The previous book detailed in broad brushstrokes a difficult life growing up in the Old Colony housing project of prideful, Irish-Catholic South Boston. The author, now nearing 40, digs deeper this time, providing a more introspective, personal tour (spliced with pages of song lyrics) of his loss of innocence as one of nine children living in a drug-and organized-crime-ridden environment, barely supervised by his wise, accordion-playing Ma. His neighborhood provided a generally pleasant though restrictive enclave of family and friends, but MacDonald craved “venturing alone beyond Southie’s borders.” The early-’80s punk-rock scene afforded him all that and more.

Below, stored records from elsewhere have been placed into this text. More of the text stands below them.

PR #1396, opened 2025-06-29
Avoid NullPointerException when DeleteFolderOperation is timed out

animesh-g:
In the current Implementation of `DeleteFolderOperation`, client side timeouts can cause `NullPointerException` which is often not caught by underlying Applications(e.g. Spark) and causes it to crash. We should be throwing a transient error in these scenarios i.e. `InterruptedException` in this case which eventually causes `IOexception` in the Hadoop operation.

It helps underlying frameworks/applications to retry in case of these failures instead of crashing with a fatal error.

### DIFF
--- a/gcsio/src/main/java/com/google/cloud/hadoop/gcsio/DeleteFolderOperation.java
+++ b/gcsio/src/main/java/com/google/cloud/hadoop/gcsio/DeleteFolderOperation.java
@@ -116,8 +116,9 @@ class DeleteFolderOperation {
     try {
       FolderInfo folderInfo = folderDeleteBlockingQueue.poll(1, TimeUnit.MINUTES);
       if (folderInfo == null) {
-        // Throwing an exception here because client side timeouts can cause
-        throw new InterruptedException("Timed out while getting an folder from blocking queue");
+        // Throwing an InterruptedException here because client side timeouts can cause folderInfo
+        // to be null.
+        throw new InterruptedException("Timed out while getting an folder from blocking queue.");
       }
       return folderInfo;
     } catch (Exception e) {
--- a/gcsio/src/main/java/com/google/cloud/hadoop/gcsio/DeleteFolderOperation.java
+++ b/gcsio/src/main/java/com/google/cloud/hadoop/gcsio/DeleteFolderOperation.java
@@ -85,6 +85,11 @@ class DeleteFolderOperation {
       // this will avoid infinite loop when all folders are deleted
       while (folderSize != 0 && encounteredNoExceptions()) {
         FolderInfo folderToDelete = getElementFromBlockingQueue();
+        if (folderToDelete == null) {
+          // Throwing an IllegalStateException here because client side timeouts can cause
+          // folderToDelete to be null.
+          throw new IllegalStateException("Timed out while getting a folder from blocking queue.");
+        }
         folderSize--;
 
         // Queue the deletion request
@@ -120,16 +125,10 @@ class DeleteFolderOperation {
   }
 
   /** Gets the head from the blocking queue */
-  public FolderInfo getElementFromBlockingQueue()
+  private FolderInfo getElementFromBlockingQueue()
       throws InterruptedException, IllegalStateException {
     try {
-      FolderInfo folderInfo = folderDeleteBlockingQueue.poll(1, TimeUnit.MINUTES);
-      if (folderInfo == null) {
-        // Throwing an IllegalStateException here because client side timeouts can cause folderInfo
-        // to be null.
-        throw new IllegalStateException("Timed out while getting a folder from blocking queue.");
-      }
-      return folderInfo;
+      return folderDeleteBlockingQueue.poll(1, TimeUnit.MINUTES);
     } catch (InterruptedException | IllegalStateException e) {
       logger.atSevere().log(
           "Encountered exception while getting an element from queue in HN enabled bucket : %s", e);
--- a/gcsio/src/main/java/com/google/cloud/hadoop/gcsio/DeleteFolderOperation.java
+++ b/gcsio/src/main/java/com/google/cloud/hadoop/gcsio/DeleteFolderOperation.java
@@ -125,11 +125,10 @@ class DeleteFolderOperation {
   }
 
   /** Gets the head from the blocking queue */
-  private FolderInfo getElementFromBlockingQueue()
-      throws InterruptedException, IllegalStateException {
+  private FolderInfo getElementFromBlockingQueue() throws InterruptedException {
     try {
       return folderDeleteBlockingQueue.poll(1, TimeUnit.MINUTES);
-    } catch (InterruptedException | IllegalStateException e) {
+    } catch (InterruptedException e) {
       logger.atSevere().log(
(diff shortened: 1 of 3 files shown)


gcsio/src/test/java/com/google/cloud/hadoop/gcsio/DeleteFolderOperationTest.java
```diff
@@ -87,6 +101,32 @@ public void checkDeletionOrderForHnBucketSkewedFolders() throws InterruptedExcep
...
+        .hasMessageThat()
+        .isEqualTo("Timed out while getting an folder from blocking queue.");
+  }
+
+  private void setMockFolderDeleteBlockingQueue(DeleteFolderOperation deleteFolderOperation)
+      throws Exception {
+    Field queueField = DeleteFolderOperation.class.getDeclaredField("folderDeleteBlockingQueue");
+    queueField.setAccessible(true);
+    queueField.set(deleteFolderOperation, mockFolderDeleteBlockingQueue);
+  }
```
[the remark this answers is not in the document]
animesh-g: Reflection seems much cleaner in this case because it doesn't add a new private constructor to test the application logic. Also [this method](https://github.com/GoogleCloudDataproc/hadoop-connectors/blob/fdb061137aaa57101773071da05d84535d9d0077/util/src/test/java/com/google/cloud/hadoop/util/ThreadTraceTest.java#L58) in `ThreadTraceTest` also uses similar strategy.

gcsio/src/main/java/com/google/cloud/hadoop/gcsio/DeleteFolderOperation.java
```diff
@@ -114,7 +114,13 @@ public KeySetView<IOException, Boolean> getAllExceptions() {
   /** Gets the head from the blocking queue */
   public FolderInfo getElementFromBlockingQueue() throws InterruptedException {
     try {
-      return folderDeleteBlockingQueue.poll(1, TimeUnit.MINUTES);
+      FolderInfo folderInfo = folderDeleteBlockingQueue.poll(1, TimeUnit.MINUTES);
+      if (folderInfo == null) {
+        // Throwing an InterruptedException here because client side timeouts can cause folderInfo
+        // to be null.
```
dheerajsngh: Can we also add a log to indiacte why we are throwing the error?

animesh-g: We are logging the same in catch block.

singhravidutt: Not sure if this is the right place to catch the null, shouldn't it be at caller side where we extract the items from queue. There we would know if queue should be empty or we anticipate items to be there.

E.g. if queue is empty because of genuine reason then calling a poll on it will always return `null`.

gcsio/src/main/java/com/google/cloud/hadoop/gcsio/DeleteFolderOperation.java
```diff
@@ -114,7 +114,13 @@ public KeySetView<IOException, Boolean> getAllExceptions() {
...
+        throw new InterruptedException("Timed out while getting an folder from blocking queue.");
```
singhravidutt: doesn't make sense to throw `InterruptedException`. process is not interrupted but in an Illegal state.

gcsio/src/main/java/com/google/cloud/hadoop/gcsio/DeleteFolderOperation.java
```diff
@@ -114,7 +114,13 @@ public KeySetView<IOException, Boolean> getAllExceptions() {
   /** Gets the head from the blocking queue */
   public FolderInfo getElementFromBlockingQueue() throws InterruptedException {
     try {
-      return folderDeleteBlockingQueue.poll(1, TimeUnit.MINUTES);
+      FolderInfo folderInfo = folderDeleteBlockingQueue.poll(1, TimeUnit.MINUTES);
+      if (folderInfo == null) {
```
singhravidutt: Does it make sense to capture it here. What datapoints we have here to make sure that it should not be null?

gcsio/src/main/java/com/google/cloud/hadoop/gcsio/DeleteFolderOperation.java
animesh-g: Done as discussed offline.

gcsio/src/main/java/com/google/cloud/hadoop/gcsio/DeleteFolderOperation.java
animesh-g: BlockingQueue.poll only returns `null` only when it is timed out as it is doesn't allow NULL to be queued. So it is better throw the exception early instead from its caller. I am not sure what datapoints are you looking for. The NPE that we faced with a customer was also from 1 minute timed out as confirmed from operation traces.

animesh-g:
@singhravidutt Please take a look.

gcsio/src/main/java/com/google/cloud/hadoop/gcsio/DeleteFolderOperation.java
singhravidutt: So, caller would know if there would be any elements in the queue or not. 
BlockingQueue returning null is a genuine case. Caller would decide if that is favourable or not for eg. if caller known that it need to delete 10 folder. At certain point in time it deleted 5. Further call to get folders from queue resulted ion null response. Now, caller should make a call that it's an Illegal state, if it deleted just 5 instead of 10 folders and yet got nothing from blocking queue.

blockingqueue returning null after waiting for 1 minute just denotes that there is nothing in the queue.

animesh-g: Updated the code. I am fine with either way of implementation because caller insures that getElementFromBlockingQueue is only called with folders remaining to delete. Also this method is was unnecessarily public so made it private as well.

gcsio/src/main/java/com/google/cloud/hadoop/gcsio/DeleteFolderOperation.java
```diff
@@ -77,17 +77,30 @@ class DeleteFolderOperation {
...
+        }
+        folderSize--;
 
-      // Queue the deletion request
-      queueSingleFolderDelete(folderToDelete, /* attempt */ 1);
+        // Queue the deletion request
+        queueSingleFolderDelete(folderToDelete, /* attempt */ 1);
+      }
+    } catch (InterruptedException | IllegalStateException e) {
+      Thread.currentThread().interrupt();
```
singhravidutt, line 99: Why this needs to be flipped in case `IllegalStateException` ?

https://www.baeldung.com/java-interrupted-exception#4-the-interrupt-status-flag

animesh-g: Done. Thanks for pointing out.

singhravidutt (approved):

Though initially pensive, teenager MacDonald, inspired by Patti Smith, was soon shoplifting his first Sex Pistols album, attending school with spiky pink hair and a dog collar and covering his bedroom windows with black cloth. This behavior led to late nights sneaking into bars with new friends, finding himself onstage at a Siouxsie and the Banshees concert, then skipping school altogether. New York City and dance clubs like Danceteria and the Mudd Club provided a much-needed respite from the increasingly treacherous streets of Southie, but nothing could prepare MacDonald for the systematic deterioration of his siblings: Schizophrenic Davey killed himself, Kathy almost succumbed to a drug overdose, Frankie and Kevin met violent ends. Eventually, situational stresses began to weigh heavily on MacDonald’s psyche, and he turned to alcohol and drugs “to erase, to forget about everything”—except the funeral for the father he barely knew. After therapy, he moved onward to several carefree, if penniless, weeks in Europe, but an enlightening visit to Ireland with his mother was what really turned him around. Though the author, now a social activist, emerged physically unscathed from his upbringing, the emotional scars he bears are undeniable.

Blistering scrapbook pages from a melancholy childhood.